8.      MISCELLANEOUS

8.1.   This agreement may not be assigned or otherwise transferred by Purchaser without the prior written consent of Whitman Controls Corporation, and any such assignment or transfer without such prior written consent shall be null and void and of no force or effect whatsoever.

8.2.   Whitman Controls Corporation’s failure to insist, in one or more instances, upon the performance of any term or terms of this Agreement shall not be construed as a waiver or relinquishment of its right to such performance of such term or terms and Purchaser’s obligation with respect thereto shall continue in full force and effect.

8.3.   Any notice or other communication required or permitted hereunder shall be sufficient given if sent in writing by registered ore certified mail, postage prepaid, to the other party thereto at its respective address first above written. Any such notice, if so mailed, shall be deemed to have been received on the third business day following such mailing. Either party hereto may change its address for notice purposes by written notice to the other party.

8.4.   The paragraph headings in this Agreement are used for convenience only. They form no part of this Agreement and are in no way intended to alter or affect the meaning of this Agreement.

8.5.   This Agreement may be amended at any time by mutual agreement of the parties hereto by an endorsement of this Agreement signed by each of the parties.

8.6.   The invalidity, in whole or in part, of any provision of this Agreement shall not affect the validity or enforceability of any other of its provisions.

8.7.   This Agreement shall be governed by and construed in accordance with the laws of the State of Connecticut.

8.8.   We hereby certify that these goods were produced in compliance with all applicable requirements of Sections 6, 7, and 12 of the Fair Labor Standards Act, as amended and of regulations and orders of the United States Department of Labor issued under Section 14 thereof.

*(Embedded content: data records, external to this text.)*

PR #10556, opened 2021-10-11
Fix mail issues

### LINKED ISSUE #10550: [Bug]: Mail Issues
### Expected behavior

Mail exception handling works properly. Correct newsletter mailer in test mode has been defined.

### Actual behavior

The opposite of the expected behavior...

## Wrong exception management
This array never gets populated (btw a count() > 0 would be the nicer approach to check against population)
https://github.com/pimcore/pimcore/blob/2e71f2ac4eb74cc501d92aea97469837ecdbad31/lib/Mail.php#L574

## Wrong mailer nulled out
Instead of `newsletter` it should be `pimcore_newsletter`:
https://github.com/pimcore/pimcore/blob/417b50202ceba7721311eb73f92c308f84236546/bundles/CoreBundle/Resources/config/pimcore/test.yaml#L9

dvesh3:
Resolves #10550

### DIFF
--- a/lib/Mail.php
+++ b/lib/Mail.php
@@ -569,7 +569,7 @@ class Mail extends Email
             $failedRecipients = [];
 
             try {
-                $mailer->send($this);
+                $mailer->send($this, $failedRecipients);
             } catch (\Exception $e) {
                 if (isset($failedRecipients[0])) {
                     $sendingFailedException = new \Exception($failedRecipients[0] . ' - ' . $e->getMessage(), 0, $e);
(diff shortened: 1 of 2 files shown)


lib/Mail.php
```diff
@@ -569,7 +569,7 @@ public function sendWithoutRendering(MailerInterface $mailer = null)
             $failedRecipients = [];
 
             try {
-                $mailer->send($this);
+                $mailer->send($this, $failedRecipients);
```
blankse, line 572: @dvesh3 @brusch Does this really work? I see a Envelope typehint in this method and no array.
https://github.com/pimcore/pimcore/blob/10.1/lib/Mail/Mailer.php#L48

dvesh3: @blankse you are right! It does not accept array anymore as it was left over from Swiftmailer code. This will just throw exception when sending fails so pushed change directly on 10.1 https://github.com/pimcore/pimcore/commit/f3bd29ad5258a0572d460be4684cfd5be174d7f9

8.9.   All reasonable legal and collections costs will be charged to the customer if referred for collection.

9.      TAXES

9.1.   All applicable federal, state, or local sales, use, or excise taxes are the responsibility of the Purchaser and shall be in addition to the price or prices stated on the front side of this document unless otherwise specifically stated. Whitman Controls Corporation shall have the right to invoice separately any such tax as may be imposed at a later time. Applicable tax exemption certificates must accompany any order to which the same applies.

10.    PAYMENT TERMS

10.1. NET 30 DAYS. If payment has not been received within 60 days of invoice date, future orders may be shipped Collect on Delivery (C.O.D.).

10.2. F.O.B. – Shipping Point unless otherwise stated.